The task:
In the material below, which lines hold the word "recursive"? Pick each one out.

Supplied data:
PR #518, opened 2017-01-02
Update pt_br openspades.po

feikname:


VelocityRa:
Why do you update this so often?

feikname:
@VelocityRa I like to keep the translations up to date, sorry for that.

I will submit pull request only when OpenSpades is about to release from now on.

feikname:
Also, I don't update that often. I just update when new strings are added, which happened to be in very close intervals this time, but usually isn't.

VelocityRa:
Sounds like a plan.

Sorry if I sounded abrupt earlier, but it's not just me that you have to consider, there's 57 "watchers" in this repo.

PR #46, opened 2025-04-09
Readme/better high level explanation

MischaPanch:


opcode81:
Please separate the code changes from the README and let's address the README together (in the same room) one of these days.

opcode81:
The very essence can already be communicated in the three leading bullet items. Here's a proposal:

* Serena is a powerful **coding agent toolkit** that enables LLMs to efficiently **work directly on your codebase**.
* Serena provides **essential semantic code retrieval and editing tools** that are akin to an IDE's capabilities, extracting code entities and exploiting relational structure.
* Serena is **free & open-source**, enhancing the capabilities of LLMs you alredy have access to free of charge.

These items answer the questions
* What is it at a very abstract level?
* How does it achieve good performance/what sets it apart?
* What does it cost me?

The existing bullet items are rather misleading.
And I don't think much more than these changes are necessary, as we already do a good job of explaining how the tools can be leveraged in an MCP server or an Agno agent.

The old section on "LLM Integration" very clearly and concisely stated how the tools could be combined with an LLM to form an agent. The verbose sections you are proposing are not adding anything meaningful, so I'd prefer to keep it short and to the point.

And I think statements like "Serena is three things at once" are very confusing. Serena is, at the very core, an agent toolkit - and that toolkit can specifically be made accessible in several ways.

src/serena/agent.py
```diff
@@ -502,6 +502,20 @@ class ToolMarkerDoesNotRequireActiveProject:
     pass
 
 
+class RestartLanguageServerTool(Tool):
+    """Restarts the language server, may be necessary when edits not through Serena happen."""
```
opcode81, line 507: "when edits not through Serena happen" is not proper English. Change to "when edits occur outside of Serena"?
Similar phrase in docstring below.

src/serena/agent.py
```diff
@@ -502,6 +502,20 @@ class ToolMarkerDoesNotRequireActiveProject:
...
+
+    def apply(self) -> str:
+        """Use this tool only on explicit user request or after confirmation.
+        It may be necessary to restart the language server if the user performs edits
+        not through Serena, so the language server state becomes outdated and further editing attempts lead to errors.
+
+        If such editing errors happen, you should suggest using this tool.
+        """
+        self.agent.reset_language_server()
+        return "OK"
```
opcode81, line 517: Use SUCCESS_RESULT

PR #56, opened 2025-04-10
Close #15: Don't try to use the GUI if unavailable

### LINKED ISSUE #15: Assertion `!xcb_xlib_unknown_seq_number' failed
With the latest changes to address agno-ui issues (https://github.com/oraios/serena/commit/e88c1e6fac5003c520e692c38e0278f00f960e4f), if the log gui is enabled, tinker starts on a separate thread and this happens:

```
$ python scripts/agno_agent.py --project-file ~/devel/pydvl/serena.yml 
Starting thread

[xcb] Unknown sequence number while appending request
[xcb] You called XInitThreads, this is not your fault
[xcb] Aborting, sorry about that.
python3: ../../src/xcb_io.c:157: append_pending_request: Assertion `!xcb_xlib_unknown_seq_number' failed.
Aborted (core dumped)
```

(Incidentally, this also happens if starting serena from within pycharm)

Several projects trying to open several X11 windows in a multithreaded app hit this problem. See e.g. [this one](https://github.com/rust-windowing/winit/issues/458). 

Also, possibly because of how agno starts the agent / app (?), one would always get two X11 windows upon startup showing slightly different logs (can't check now because of the issue above)

mdbenito:
This is just a quick fix that avoids creating a gui window when the gui has been deactivated in the config. I think centralized handling of gui / non-gui logging would make more sense, but in the interim this avoids an obscure crash. Closes #15 

PS: Sorry I can't provide a more general solution right now, but I will be offline for a few days and thought it best to at least patch the problem.

### DIFF
--- a/src/serena/agno.py
+++ b/src/serena/agno.py
@@ -15,7 +15,7 @@ from dotenv import load_dotenv
 from sensai.util.logging import LogTime
 
 from serena import serena_root_path
-from serena.agent import SerenaAgent, Tool
+from serena.agent import SerenaAgent, SerenaConfig, Tool
 from serena.gui_log_viewer import show_fatal_exception
 
 log = logging.getLogger(__name__)
@@ -150,7 +150,10 @@ class SerenaAgnoAgentProvider:
                 try:
                     serena_agent = SerenaAgent(project_file)
                 except Exception as e:
-                    show_fatal_exception(e)
+                    if SerenaConfig().gui_log_window_enabled:
+                        show_fatal_exception(e)
+                    else:
+                        log.exception("Failed to start Serena agent.")
                     raise
 
             # Even though we don't want to keep history between sessions,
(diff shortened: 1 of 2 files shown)


mdbenito:
To reproduce the issue: use a malformed project config, while having the gui deactivated in the main config

opcode81:
The point of `show_fatal_exception` was to make the user see the exception, even if he does _not_ have the GUI enabled.
The GUI for showing the fatal exception is opened on the main thread (in contrast to the regular log window), such that it wouldn't be subject to some platform-specific limitations (macOS insists that UIs live on the main thread, always).

Alas, there are conditions that prevent the GUI from working even on the main thread (no working Tk installation on macOS, no DISPLAY on *nix); Windows is really the only platform where this will never fail. So I have now added a function which tries to show the GUI but will also make sure that the error is logged and if there's no logging configured, written to stderr: #60

opcode81:
Closing in favour of #60

PR #61, opened 2025-04-16
Fix handling of ignored paths

### LINKED ISSUE #59: Help Adding More File Extensions for list_dir command
Hi @MischaPanch and Team,

I noticed that when the LLM uses `list_dir`, whether recursive or not, it only lists files and directories that match the extensions relevant to the language server (e.g., for PHP).

I’m currently working on a custom LSP setup for Serena, using the Intelephense LSP for PHP. I’d like to include additional file types—specifically .xml, .json, and .phtml.

Could you help me figure out which files or settings I need to modify to support these extra extensions?

Thanks!

opcode81:
Fix handling of ignored paths in ListDirTool:
Do not limit results to files not ignored by the LanguageServer, but retain ignoring of ignored directories

Improve handling of ignored paths in LanguageServer:
  * Improve method naming: 
      * should_always_ignore -> is_ignored_dirname 
      * should_ignore_path -> is_ignored_path
  * Fix is_ignored_dirname (should_always_ignore) being applied to filenames
  * Add option ignore_unsupported_files to is_ignored_path to improve versatility

Fixes #59

### DIFF
--- a/src/serena/util/file_system.py
+++ b/src/serena/util/file_system.py
@@ -7,12 +7,14 @@ def scan_directory(
     recursive: bool = False,
     relative_to: str | None = None,
     is_ignored_dir: Callable[[str], bool] = lambda x: False,
+    is_ignored_file: Callable[[str], bool] = lambda x: False,
 ) -> tuple[list[str], list[str]]:
     """
     :param path: the path to scan
     :param recursive: whether to recursively scan subdirectories
     :param relative_to: the path to which the results should be relative to; if None, provide absolute paths
     :param is_ignored_dir: a function with which to determine whether the given directory (abs. path) shall be ignored
+    :param is_ignored_file: a function with which to determine whether the given file (abs. path) shall be ignored
     :return: the list of directories and files
     """
     files = []
@@ -31,7 +33,8 @@ def scan_directory(
                 result_path = entry_path
 
             if entry.is_file():
-                files.append(result_path)
+                if not is_ignored_file(entry_path):
+                    files.append(result_path)
             elif entry.is_dir():
                 if not is_ignored_dir(entry_path):
                     directories.append(result_path)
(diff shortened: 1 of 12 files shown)


src/serena/util/file_system.py
```diff
@@ -1,20 +1,18 @@
...
-from collections.abc import Sequence
+from collections.abc import Callable
 
 
 def scan_directory(
     path: str,
     recursive: bool = False,
     relative_to: str | None = None,
-    ignored_dirs: Sequence[str] = (),
-    ignored_files: Sequence[str] = (),
```
MischaPanch, line 10: should we not also have is_ingored_file here? If feel like it would be more convenient than having to filter afterwards

MischaPanch, line 10: should we not also have is_ingored_file here? If feel like it would be more convenient than having to filter afterwards

opcode81: Depends on what we want the tool to do.
The original idea was: List everything except (files in) sub-directories that are explicitly ignored.
I restored this behaviour.

The previous behaviour was: Ignore everything the language server ignores (in particular, all non-source files).

If we want to ignore files, we could think about applying the new option I added and define
```
is_ignored_file = lambda p: language_server.is_ignored_path(p, ignore_unsupported_files=False)
```
which would ignore only files that are defined in `.gitignore` (if enabled by the user) as well as explicitly configured ignored paths but keep non-source files otherwise.

opcode81: The option I added basically makes `get_ignore_spec` obsolete, and I think we should get rid of it, as it is easy to use it incorrectly.

MischaPanch: Yes, I think that's a good default for is_ignored_file

opcode81: Add this in the second commit.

Exercise solution:
I noticed that when the LLM uses `list_dir`, whether recursive or not, it only lists files and directories that match the extensions relevant to the language server (e.g., for PHP).
     recursive: bool = False,
     :param recursive: whether to recursively scan subdirectories
     recursive: bool = False,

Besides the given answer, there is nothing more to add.